-- Supplied information follows --

Issue #7031, opened 2023-05-08
Typescript starter template doesn't include required commands


CGamesPlay:
### What version of `astro` are you using?

2.4.1

### Are you using an SSR adapter? If so, which one?

None

### What package manager are you using?

npm

### What operating system are you using?

Mac

### What browser are you using?

None

### Describe the Bug

I encountered a lot of difficulty using the TypeScript starter template with Astro, so I wanted to file this bug to document some of the things that would make the DX much cleaner (also, for anyone else who wonders why the default TypeScript template for Astro doesn't actually include type checking).

I created a project using `npm create astro@latest -- --skip-houston --typescript strictest`. I see a message saying "TypeScript customized" in the output, and the program has created my site, which builds cleanly. I open [Card.astro](https://github.com/withastro/astro/blob/50bf66e4df8ac9b427e653a48cb8e4e84913d8f2/examples/basics/src/components/Card.astro) and change every instance of "body" to "content".

[As documented](https://docs.astro.build/en/guides/typescript/), "the Astro dev server won’t perform any type checking", so the dev server shows 4 empty cards (on the index page) with no errors in the terminal or browser console. Strangely, `npm run build` also cleanly finishes, resulting in a broken site.

It turns out that the starter template doesn't seem to fully set up TypeScript, and there are at least 2 steps that need to be manually performed, both documented on the same page. First, we need to install and configure `@astrojs/ts-plugin` (it says you need to do this "if you are not using VSCode", which I can only assume also means "if you are a CI environment", but it isn't totally clear). Then, [much further down on the same page](https://docs.astro.build/en/guides/typescript/#type-checking) there is an additional note that we need to replace our build script with `astro check && tsc --noEmit && astro build`. After doing these, the script successfully reports the errors that we introduced.

I'm listing this as a bug because I think these are pretty much required for anyone interested in using TypeScript with Astro, and the setup script, despite advertising that it has configured TypeScript, did not perform these required steps. Separately from this, I also wasn't able to find anything about improving the DX here, like showing the errors in "astro dev" somehow, although I assume this is on the roadmap.

### Link to Minimal Reproducible Example

https://github.com/withastro/astro/blob/50bf66e4df8ac9b427e653a48cb8e4e84913d8f2/examples/basics/

### Participation

- [ ] I am willing to submit a pull request for this issue.

Princesseuh:
`@astrojs/ts-plugin` is a TypeScript plugin, those only run in the editor. So no, it is not required in CI.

-- Supplied information concluded --

## Work task
State only the number of lines above that contain the word "include".

## Answer to this exercise
2